Use cases

Testing and prototyping.

When implementing logic using a cloud provider backend. It is often useful to have mock data for testing.
Using InMemoryStore for mock data is a good way to test the logic without having to use a cloud provider backend or running infrastructure locally.

Example:

from spoonbill.datastores import DynamoDBStore, InMemoryStore
import os

environment = os.getenv("environment", "test")

if environment == "test":
    store = InMemoryStore.open("mock data")
elif environment == "dev":
    store = DynamoDBStore.open("dev table")
else:
    store = DynamoDBStore.open("prod table")

Data science with cloud infrastructure.

Simple Example

import numpy as np
import pandas as pd
from spoonbill.datastores import DynamoDBStore

df = pd.DataFrame({'user': [1, 2, 3]})
feature_store = DynamoDBStore.open("features table")  # {1: {"age":20:, "sex":female",...}}


def get_user_details(x):
    default = {"age": 25, "sex": "female"}
    return pd.Series(feature_store.get(x['user'], default).values())

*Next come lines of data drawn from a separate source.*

PR #125, opened 2017-09-10
Fix parameterize to false'ish values.

glebm:
The previous version made it impossible to parameterize to false, 0, etc.

Also adds handling for `getCurrentParametrization()` returning false.

### DIFF
--- a/racketscript-compiler/racketscript/compiler/runtime/paramz.js
+++ b/racketscript-compiler/racketscript/compiler/runtime/paramz.js
@@ -37,7 +37,8 @@ export function makeParameter(initValue) {
     const param = function (maybeSetVal) {
         // Get current value box from parameterization. The function
         // `param` that we result is the key.
-        let pv = getCurrentParameterization().get(param, false) ||
+        const current = getCurrentParameterization();
+        let pv = (current && current.get(param, false)) ||
             __top.get(param, false);
         // Create entry in __top if its a mutation.
         if (!pv && maybeSetVal !== undefined) {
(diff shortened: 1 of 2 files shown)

df[['age', 'sex']] = df.apply(get_user_details, axis=1)
"""
   user  age     sex
0     1   20    male
1     2   30  female
2     3   25  female
"""

Online machine learning


from spoonbill.datastores import RedisStore, FilesystemStore
import time


class Model:

    def __init__(self):
        self.version = 123
        self.versions = RedisStore.open("redis://model_versions")
        self.models = FilesystemStore.open("s3://models/")  # can also use a faster store if needed
        self._model = self.models.get(self.version)

    @property
    def model(self):
        if self.version != self.versions.get("version"):
            self.version = self.versions.get("version")
            self._model = self.models.get(self.version)
        return self._model

    def partial_fit(self, x, y):
        """
        Fit a single example
        * Best to run as a single process from a queue 
        """
        new_model = self._model.partial_fit(x, y)
        new_model_id = int(time.time())
        self.models[new_model_id] = new_model
        self.versions["version"] = new_model_id

    # can scale horizontally by adding more workers 
    def predict(self, x):
        return self.model.predict(x)

Advance machine learning example

Let’s say we have a model that predicts the probability of a user watching a video based on their history.

  • We train a user-video embeddings every day.

  • We update the model every hour.

  • The last 3 movies are updated in real-time.

import numpy as np
from datetime import datetime as dt
from spoonbill.datastores import RedisStore, SafetensorsStore, FilesystemStore

# Whenever a user watches a video, we update the last 3 movies list.
recently_watched_store = RedisStore.open("redis://last_3_movies")  # {1: [1, 2, 3]}
video_embedding = SafetensorsStore.open("video_embedding.db")  # {1: [0.1, 0.2, 0.3]}
models = FilesystemStore.open("s3://models/22-02-2022/")  # {"v1": SuperNN(),...}

# updates
model = models.get(dt.now().hour, "default_model")  # update the model every hour
video_embedding.load('s3://video_embeddings/day')  # load the video embeddings every day


def get_user_embedding(user):
    # online feature engineering 
    default_embedding, most_popular_movies = [0.1, 0.1, 0.1], [1, 2, 3]
    last_3_movies = recently_watched_store.get(user, most_popular_movies)
    return np.mean([video_embedding.get(movie, default_embedding) for movie in last_3_movies], axis=0)


def predict(user):
    return model.predict(get_user_embedding.get(user))

  • This can be even more efficient if we save the already computed average embeddings straight in redis, but this example should get the point across.